As an analogy, let's say they come out with another article about weapons.
Perhaps they compare knives, guns, grenades, and nuclear weapons. By their
line of thinking, nuclear weapons are the safest because they have killed the
fewest number of people (roughly 1/4 million, depending on how you count it).

But I think everyone would agree that nuclear weapons are incredibly
dangerous. If for no other reason than the fact that they are the only weapon
that can create an extinction event.

Likewise, nuclear power is "safe" according to this article because it's
killed the fewest number of people.

It's this type of mentality that gets us into bad situations.
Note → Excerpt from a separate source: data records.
Issue #599, opened 2024-01-24
Source locations for parsing errors in entities-JSON and policy-JSON formats


cdisselkoen:
### Describe the improvement you'd like to request

#174 covers the work for source locations in parsing errors for the schema-JSON format.  This issue covers the work for source locations in parsing errors for the entities-JSON and policy-JSON formats.  The issues are related because they'll all require getting source spans from `serde_json` somehow.  #477 has laid important groundwork for adding source locations to errors in general.

### Describe alternatives you've considered

We've basically committed to doing this already, since we've added source locations to many of our other error types (e.g. in #582)

### Is this something that you'd be interested in working on?

- [ ] 👋 I may be able to implement this internal improvement
- [ ] ⚠️ This feature might incur a breaking change

cdisselkoen:
Possibly useful for this: https://docs.rs/serde_spanned/0.6.7/serde_spanned/

PR #1009, opened 2024-06-19
Add checks for error source

khieta:
## Description of changes

The more interesting error message change promised in #996. 

While messing with the FFI, I noticed that some error messages were displaying with redundant information, e.g.:
Screenshot 2024-06-17 at 11 09 06 AM

The reason for this is that given a definition like:
```rust
    #[error("unable to link template: {inner}")]
    pub struct LinkingError {
        #[from]
        #[diagnostic(transparent)]
        pub(crate) inner: ast::LinkingError,
    }
```

The `ast::LinkingError` error is automatically set as the "source" field for the error. So there's no need to include `: {inner}` in the error message text. This PR fixes the error message above (along with several other errors using this pattern) and updates the error testing infrastructure to check the "source" field in addition to help text and underlines.

**Bonus:** the best error message I found that used this pattern was:
Screenshot 2024-06-17 at 1 58 55 PM

### DIFF
--- a/cedar-policy-core/src/entities.rs
+++ b/cedar-policy-core/src/entities.rs
@@ -961,11 +961,14 @@ mod json_parsing_tests {
         let eparser: EntityJsonParser<'_, '_> =
             EntityJsonParser::new(None, Extensions::all_available(), TCComputation::ComputeNow);
         assert_matches!(eparser.from_json_value(json.clone()), Err(e) => {
-            expect_err(&json, &miette::Report::new(e), &ExpectedErrorMessageBuilder::error(
-                r#"error during entity deserialization: in uid field of <unknown entity>, expected a literal entity reference, but got `"test_entity_type::\"Alice\""`"#,
-            ).help(
-                r#"literal entity references can be made with `{ "type": "SomeType", "id": "SomeId" }`"#,
-            ).build());
+            expect_err(
+                &json,
+                &miette::Report::new(e),
+                &ExpectedErrorMessageBuilder::error("error during entity deserialization")
+                    .source(r#"in uid field of <unknown entity>, expected a literal entity reference, but got `"test_entity_type::\"Alice\""`"#)
+                    .help(r#"literal entity references can be made with `{ "type": "SomeType", "id": "SomeId" }`"#)
+                    .build()
+            );
         });
     }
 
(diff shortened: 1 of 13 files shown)


cedar-policy-core/src/entities.rs
```diff
@@ -1805,9 +1823,14 @@ mod json_parsing_tests {
         let eparser: EntityJsonParser<'_, '_> =
             EntityJsonParser::new(None, Extensions::all_available(), TCComputation::ComputeNow);
         assert_matches!(eparser.from_json_str(json), Err(e) => {
-            expect_err(json, &miette::Report::new(e), &ExpectedErrorMessageBuilder::error(
-                r#"error during entity deserialization: the key `bar` occurs two or more times in the same JSON object at line 11 column 25"# // TODO: put the line-column information in `Diagnostic::labels()` instead of printing it in the error message
-            ).build());
+            // TODO: put the line-column information in `Diagnostic::labels()` instead of printing it in the error message
```
cdisselkoen, line 1826: #599

cedar-policy-core/src/test_utils.rs
```diff
@@ -116,13 +121,24 @@ impl<'a> ExpectedErrorMessageBuilder<'a> {
         }
     }
 
+    /// Add expected underlined text. The error message will be expected to have
+    /// exactly one miette label, and the underlined portion should be `snippet`.
+    /// The label text is expected to match `label`.
```
cdisselkoen, line 126: Doc comment should be updated

cedar-policy-validator/src/schema/namespace_def.rs
```diff
@@ -499,6 +499,7 @@ impl ValidatorNamespaceDef {
                 }
             }
             if !actions_with_attributes.is_empty() {
+                actions_with_attributes.sort(); // for deterministic error messages
```
cdisselkoen, line 502: might be good to reference #833 in this comment

john-h-kastner-aws: I fixed this in other places by using a `BTreeMap`, so maybe use that for uniformity.

john-h-kastner-aws (approved):

cedar-policy-core/src/entities.rs
john-h-kastner-aws: easier special case of that issue since we'd just need to convert line column back to a single index.

cedar-policy-validator/src/schema/namespace_def.rs
khieta: Added a ref to the issue in the comment since that was the easier "fix."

Even the 2008
financial crisis was created by this lack of understanding of the potential
damage that certain (widely used) financial instruments could do.

If the authors want to be really honest, then answering their question (they
asked "If we want to produce energy with the lowest negative health impacts,
which source of energy should we choose?") would include potential issues as
well.

A simple example of this is "What would have happened if Fukushima's reactor
fell into the sea?" (please ignore the poor wording for simplification of the
issue.) The answer is not good. And if it didn't kill many people in a short
period of time, it sure as heck would have ruined a good part of the food
supply which would have affected many more people.

So when you are doing statistics, please consider how you frame the question,
because otherwise you're just spouting nonsense.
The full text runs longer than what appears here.